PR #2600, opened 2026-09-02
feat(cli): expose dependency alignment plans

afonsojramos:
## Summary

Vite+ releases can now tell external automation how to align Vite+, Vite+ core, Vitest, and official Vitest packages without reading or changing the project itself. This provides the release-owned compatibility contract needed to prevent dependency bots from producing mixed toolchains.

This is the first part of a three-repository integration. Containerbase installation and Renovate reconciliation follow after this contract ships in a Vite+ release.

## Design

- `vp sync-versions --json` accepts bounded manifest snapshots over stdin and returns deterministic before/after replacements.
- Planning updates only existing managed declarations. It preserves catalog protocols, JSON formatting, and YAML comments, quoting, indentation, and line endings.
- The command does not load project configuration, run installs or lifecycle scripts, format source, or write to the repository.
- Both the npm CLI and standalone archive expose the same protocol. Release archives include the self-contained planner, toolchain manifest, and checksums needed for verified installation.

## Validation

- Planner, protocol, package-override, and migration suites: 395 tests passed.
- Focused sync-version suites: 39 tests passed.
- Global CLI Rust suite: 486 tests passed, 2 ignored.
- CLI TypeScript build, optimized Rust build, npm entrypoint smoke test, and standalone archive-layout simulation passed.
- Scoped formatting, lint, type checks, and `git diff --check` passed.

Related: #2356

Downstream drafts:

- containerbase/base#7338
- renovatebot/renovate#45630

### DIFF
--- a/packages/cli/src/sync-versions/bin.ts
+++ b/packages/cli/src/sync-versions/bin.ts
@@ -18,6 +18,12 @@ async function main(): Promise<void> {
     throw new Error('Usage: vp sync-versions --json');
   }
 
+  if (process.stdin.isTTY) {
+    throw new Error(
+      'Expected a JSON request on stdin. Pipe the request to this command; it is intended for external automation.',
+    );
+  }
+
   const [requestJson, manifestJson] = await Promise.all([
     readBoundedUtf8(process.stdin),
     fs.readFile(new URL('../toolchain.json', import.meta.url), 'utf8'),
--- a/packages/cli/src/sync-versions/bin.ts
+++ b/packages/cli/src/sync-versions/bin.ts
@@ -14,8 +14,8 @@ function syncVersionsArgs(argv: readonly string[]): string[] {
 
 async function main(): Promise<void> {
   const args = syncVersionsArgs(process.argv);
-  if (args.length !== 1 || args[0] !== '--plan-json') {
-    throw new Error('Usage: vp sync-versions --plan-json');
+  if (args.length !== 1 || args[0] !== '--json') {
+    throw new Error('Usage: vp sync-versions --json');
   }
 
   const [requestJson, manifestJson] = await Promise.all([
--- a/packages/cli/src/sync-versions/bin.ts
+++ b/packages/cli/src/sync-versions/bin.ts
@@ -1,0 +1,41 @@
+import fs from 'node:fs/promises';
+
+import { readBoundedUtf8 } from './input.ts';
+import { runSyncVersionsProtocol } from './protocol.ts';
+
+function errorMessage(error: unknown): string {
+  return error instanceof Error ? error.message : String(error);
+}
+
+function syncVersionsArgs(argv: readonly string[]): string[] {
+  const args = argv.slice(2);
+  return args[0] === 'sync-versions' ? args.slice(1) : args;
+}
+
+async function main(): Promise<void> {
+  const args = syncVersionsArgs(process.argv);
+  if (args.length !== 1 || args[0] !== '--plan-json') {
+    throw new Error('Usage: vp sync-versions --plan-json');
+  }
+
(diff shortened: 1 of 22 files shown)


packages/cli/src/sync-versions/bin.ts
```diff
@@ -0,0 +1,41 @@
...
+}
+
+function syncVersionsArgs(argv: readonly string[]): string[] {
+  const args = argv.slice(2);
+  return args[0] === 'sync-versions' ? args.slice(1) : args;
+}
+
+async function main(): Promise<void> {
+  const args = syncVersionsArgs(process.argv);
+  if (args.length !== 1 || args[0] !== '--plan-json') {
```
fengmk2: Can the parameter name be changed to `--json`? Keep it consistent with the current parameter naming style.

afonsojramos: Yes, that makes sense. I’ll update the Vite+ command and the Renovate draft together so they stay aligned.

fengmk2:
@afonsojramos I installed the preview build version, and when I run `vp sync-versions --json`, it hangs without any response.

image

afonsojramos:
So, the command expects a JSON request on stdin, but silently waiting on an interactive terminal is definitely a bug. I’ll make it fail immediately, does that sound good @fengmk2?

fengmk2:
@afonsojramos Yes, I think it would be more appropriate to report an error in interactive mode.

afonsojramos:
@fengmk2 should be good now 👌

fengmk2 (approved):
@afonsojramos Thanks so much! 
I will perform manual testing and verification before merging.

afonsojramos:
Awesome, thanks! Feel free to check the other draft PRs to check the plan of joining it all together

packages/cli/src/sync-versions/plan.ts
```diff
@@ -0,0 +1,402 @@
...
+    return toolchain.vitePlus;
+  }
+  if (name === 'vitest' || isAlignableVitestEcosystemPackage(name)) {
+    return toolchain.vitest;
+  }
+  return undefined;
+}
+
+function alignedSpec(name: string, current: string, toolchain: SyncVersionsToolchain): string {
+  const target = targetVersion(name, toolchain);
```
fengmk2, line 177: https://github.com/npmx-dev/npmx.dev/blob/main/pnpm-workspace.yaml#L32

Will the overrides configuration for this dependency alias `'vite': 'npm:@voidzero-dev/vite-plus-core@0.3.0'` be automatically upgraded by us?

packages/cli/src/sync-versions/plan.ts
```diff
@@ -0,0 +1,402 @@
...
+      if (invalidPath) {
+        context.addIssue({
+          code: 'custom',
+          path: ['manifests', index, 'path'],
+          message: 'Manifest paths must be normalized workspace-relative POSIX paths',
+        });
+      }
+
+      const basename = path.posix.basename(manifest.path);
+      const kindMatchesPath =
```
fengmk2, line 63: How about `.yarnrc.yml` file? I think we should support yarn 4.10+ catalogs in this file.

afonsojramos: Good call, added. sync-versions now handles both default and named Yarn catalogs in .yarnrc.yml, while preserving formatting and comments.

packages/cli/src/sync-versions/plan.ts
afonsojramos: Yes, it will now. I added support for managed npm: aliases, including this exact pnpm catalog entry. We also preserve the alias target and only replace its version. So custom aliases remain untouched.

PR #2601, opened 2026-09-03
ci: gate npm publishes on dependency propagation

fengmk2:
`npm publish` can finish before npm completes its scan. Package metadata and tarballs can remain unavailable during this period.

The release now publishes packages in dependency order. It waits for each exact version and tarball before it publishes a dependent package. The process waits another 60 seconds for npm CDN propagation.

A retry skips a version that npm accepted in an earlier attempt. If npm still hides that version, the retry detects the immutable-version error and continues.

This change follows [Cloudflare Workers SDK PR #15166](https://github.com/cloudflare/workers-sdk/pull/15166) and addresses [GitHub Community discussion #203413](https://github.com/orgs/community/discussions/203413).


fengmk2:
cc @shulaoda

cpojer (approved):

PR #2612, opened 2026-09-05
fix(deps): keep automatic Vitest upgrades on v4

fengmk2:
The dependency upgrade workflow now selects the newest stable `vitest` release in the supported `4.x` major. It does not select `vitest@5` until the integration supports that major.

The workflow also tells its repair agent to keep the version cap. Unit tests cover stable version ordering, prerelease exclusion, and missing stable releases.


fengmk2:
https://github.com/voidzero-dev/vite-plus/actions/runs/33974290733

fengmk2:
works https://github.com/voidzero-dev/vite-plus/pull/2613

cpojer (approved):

◆ **Work order**
Using the material above, state how many lines carry the word "publishes", giving the number alone.

◆ **Answer**
2